Task material -
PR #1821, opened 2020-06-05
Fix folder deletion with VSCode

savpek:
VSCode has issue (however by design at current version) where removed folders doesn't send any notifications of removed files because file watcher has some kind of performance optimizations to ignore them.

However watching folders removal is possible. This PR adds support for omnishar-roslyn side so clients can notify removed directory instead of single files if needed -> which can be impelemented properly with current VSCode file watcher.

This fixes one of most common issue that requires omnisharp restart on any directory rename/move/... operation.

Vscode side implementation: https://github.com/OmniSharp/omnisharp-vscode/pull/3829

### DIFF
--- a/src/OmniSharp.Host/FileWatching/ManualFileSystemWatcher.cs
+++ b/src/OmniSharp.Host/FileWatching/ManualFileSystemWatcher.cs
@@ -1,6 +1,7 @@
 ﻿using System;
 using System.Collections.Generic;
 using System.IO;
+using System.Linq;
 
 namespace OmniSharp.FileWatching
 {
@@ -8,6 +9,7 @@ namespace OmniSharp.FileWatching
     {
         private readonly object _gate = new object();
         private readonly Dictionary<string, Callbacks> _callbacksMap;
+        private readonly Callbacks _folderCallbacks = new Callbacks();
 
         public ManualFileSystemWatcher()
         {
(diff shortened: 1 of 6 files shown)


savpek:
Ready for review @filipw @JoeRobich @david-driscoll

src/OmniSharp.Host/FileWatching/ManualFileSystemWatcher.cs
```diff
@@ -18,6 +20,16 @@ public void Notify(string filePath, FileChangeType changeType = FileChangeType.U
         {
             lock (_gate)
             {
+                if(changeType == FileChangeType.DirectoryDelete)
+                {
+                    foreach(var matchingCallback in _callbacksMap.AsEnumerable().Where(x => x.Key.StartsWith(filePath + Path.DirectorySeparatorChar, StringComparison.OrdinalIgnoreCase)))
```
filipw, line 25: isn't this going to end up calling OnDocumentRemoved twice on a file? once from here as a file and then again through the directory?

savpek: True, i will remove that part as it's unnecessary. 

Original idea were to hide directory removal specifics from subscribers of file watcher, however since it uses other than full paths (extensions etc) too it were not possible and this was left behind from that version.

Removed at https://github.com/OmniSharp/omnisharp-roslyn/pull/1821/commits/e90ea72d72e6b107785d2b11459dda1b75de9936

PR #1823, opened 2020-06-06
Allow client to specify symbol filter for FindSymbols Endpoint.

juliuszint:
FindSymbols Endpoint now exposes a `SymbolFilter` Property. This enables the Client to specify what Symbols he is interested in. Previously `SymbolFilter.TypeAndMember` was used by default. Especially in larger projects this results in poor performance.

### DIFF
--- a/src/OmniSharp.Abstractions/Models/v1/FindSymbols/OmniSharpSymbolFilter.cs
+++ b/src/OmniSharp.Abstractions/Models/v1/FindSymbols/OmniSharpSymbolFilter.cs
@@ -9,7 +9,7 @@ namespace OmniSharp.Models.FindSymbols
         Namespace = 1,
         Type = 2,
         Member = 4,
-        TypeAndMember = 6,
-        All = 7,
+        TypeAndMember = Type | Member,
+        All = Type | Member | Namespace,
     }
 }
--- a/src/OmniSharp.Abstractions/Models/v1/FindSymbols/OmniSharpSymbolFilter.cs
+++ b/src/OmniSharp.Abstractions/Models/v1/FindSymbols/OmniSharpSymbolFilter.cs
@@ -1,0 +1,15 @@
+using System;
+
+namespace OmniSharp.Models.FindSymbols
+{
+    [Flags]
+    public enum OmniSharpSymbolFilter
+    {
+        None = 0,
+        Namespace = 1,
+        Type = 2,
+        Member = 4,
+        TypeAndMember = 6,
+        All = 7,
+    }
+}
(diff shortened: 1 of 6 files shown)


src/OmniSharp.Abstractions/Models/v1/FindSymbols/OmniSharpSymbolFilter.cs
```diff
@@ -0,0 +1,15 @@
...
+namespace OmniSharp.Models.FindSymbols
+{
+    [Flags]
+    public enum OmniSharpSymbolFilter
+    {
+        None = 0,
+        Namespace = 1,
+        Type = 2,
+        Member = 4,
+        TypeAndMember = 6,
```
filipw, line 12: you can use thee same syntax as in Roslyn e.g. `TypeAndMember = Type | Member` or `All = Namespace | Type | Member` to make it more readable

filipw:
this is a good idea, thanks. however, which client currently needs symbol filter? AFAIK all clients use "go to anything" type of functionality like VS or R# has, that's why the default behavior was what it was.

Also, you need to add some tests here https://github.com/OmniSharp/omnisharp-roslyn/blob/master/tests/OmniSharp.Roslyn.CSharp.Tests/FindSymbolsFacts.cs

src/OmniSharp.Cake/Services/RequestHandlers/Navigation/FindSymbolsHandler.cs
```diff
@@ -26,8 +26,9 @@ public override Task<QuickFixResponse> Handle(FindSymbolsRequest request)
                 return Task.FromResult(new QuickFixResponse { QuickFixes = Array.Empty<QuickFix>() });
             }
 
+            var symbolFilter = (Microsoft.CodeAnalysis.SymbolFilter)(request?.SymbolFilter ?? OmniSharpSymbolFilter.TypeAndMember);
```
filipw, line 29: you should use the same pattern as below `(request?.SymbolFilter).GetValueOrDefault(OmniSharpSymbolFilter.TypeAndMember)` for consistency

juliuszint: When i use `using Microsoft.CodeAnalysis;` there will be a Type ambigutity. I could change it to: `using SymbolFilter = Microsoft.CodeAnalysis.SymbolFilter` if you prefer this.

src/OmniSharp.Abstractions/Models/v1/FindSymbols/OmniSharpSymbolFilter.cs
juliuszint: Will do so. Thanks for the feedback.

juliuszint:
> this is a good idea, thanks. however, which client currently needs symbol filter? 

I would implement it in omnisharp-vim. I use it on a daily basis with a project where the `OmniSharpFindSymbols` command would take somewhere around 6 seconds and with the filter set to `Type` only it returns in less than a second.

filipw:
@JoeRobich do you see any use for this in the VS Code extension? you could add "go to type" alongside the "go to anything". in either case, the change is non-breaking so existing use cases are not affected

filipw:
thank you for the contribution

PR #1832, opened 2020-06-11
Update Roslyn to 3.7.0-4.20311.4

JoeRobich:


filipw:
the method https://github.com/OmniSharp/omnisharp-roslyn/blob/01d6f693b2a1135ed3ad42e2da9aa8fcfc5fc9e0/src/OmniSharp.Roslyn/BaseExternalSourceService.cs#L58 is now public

Assignment -
Among the entries, find each line that includes the string "same" and copy it.

Completed exercise -
filipw, line 12: you can use thee same syntax as in Roslyn e.g. `TypeAndMember = Type | Member` or `All = Namespace | Type | Member` to make it more readable
filipw, line 29: you should use the same pattern as below `(request?.SymbolFilter).GetValueOrDefault(OmniSharpSymbolFilter.TypeAndMember)` for consistency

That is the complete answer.